Commonwealth v. Horst

ROBERTS, Judge,

dissenting:

I dissent and would affirm the judgment of sentence, because appellant failed to file a timely motion to modify sentence pursuant to Pa.R.Crim.P. 1410.

The motion which appellant filed contained only a request for an extension of time in order to prepare a formal motion to modify the sentence. Utterly absent from the motion was any trace of a suggestion that the sentence was in excess of statutory limits, inadequately explained, not properly individualized, or otherwise erroneously entered. Ac*405companying appellant’s motion was a request for entry of a proposed order stating:

“If [reasons for the motion to modify] are not set forth in detail on or before the_day of_, 1982, it will be assumed by the Court that the Defendant no longer wishes to pursue said motions.”

Appellant alleged that because of his transfer to a state correctional facility two days after sentencing, he was unable to convey his reasons for challenging the sentence to counsel. The sentencing court found this allegation to be incredible and summarily dismissed the motion for an extension.

The record reveals ample support for the sentencing court’s determination that appellant was not, in fact, unable to convey to counsel his reasons for objection to the judgment of sentence. This determination alone, which the majority has overlooked, requires that appellant be denied relief.

More importantly, however, Pa.R.Crim.P. 1410 expressly mandates that a motion to modify a sentence “shall be filed with the sentencing court within ten (10) days after imposition of sentence,” which was not done in this case.

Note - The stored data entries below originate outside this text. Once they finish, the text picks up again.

PR #65, opened 2020-03-11
Cache deps and _build

BobbyMcWho:
Not sure if this is still best practice or recommended: https://dockyard.com/blog/2015/12/02/speeding-up-elixir-project-build-times-on-travis-ci

### DIFF
--- a/.travis.yml
+++ b/.travis.yml
@@ -38,3 +38,7 @@ notifications:
   email:
     on_success: never
     on_failure: never
+cache:
+  directories:
+    - _build
+    - deps


tompave:
Hi, sorry for the long wait and for sending this improvement.

You're right, the build was painfully slow.
I've already removed an accidental double-compilation issue with this commit: https://github.com/tompave/fun_with_flags/commit/0c3ec15a26e540df720c3e893e36e624c42ed693. That reduced each job's time by almost half! (was 2m10s on average, now 1m10s)

With this it should get even faster.

PR #71, opened 2020-04-20
Simplify the travis setup so that it runs more tests per job

tompave:


tompave:
Closing, because this setup ignores some failures.

PR #92, opened 2021-01-30
enabled? for multiple flags

elpikel:
Added possibility to check if more than one flag is enabled at the same time.

Most of changes are because of mix format.


tompave:
Hey there, thank you for submitting the PR.

A couple of comments.

1. This project is not mix-formatted, and PRs that format the entire codebase with `mix format` won't be accepted. The reason is that it's time consuming to review such diffs, and for security reasons I'm not comfortable merging contributions that I can't review throughly (what if something bad is hidden somewhere in the mix-format diff?). Maybe one day I'll mix-format the project myself.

As is explained in the Comment to Rule 1410, the Rule is designed to afford the sentencing court “the first opportunity to modify the sentence” within the confines of existing practice, pursuant to which “the sentencing court is likely to have only thirty days from the imposition of sentence within which to act to modify the sentence.” The Rule is not designed, as appellant would now design it, to permit the finality of a judgment of sentence to be delayed, and the orderly appellate process disrupted, for as long as it takes the complaining party to decide to gather objections to a judgment of sentence which by their very nature are not at all difficult to identify in the first instance.

Under the Rules, a motion to modify sentence must be filed within 10 days of judgment. That was not done in this case, and the judgment of sentence should be affirmed.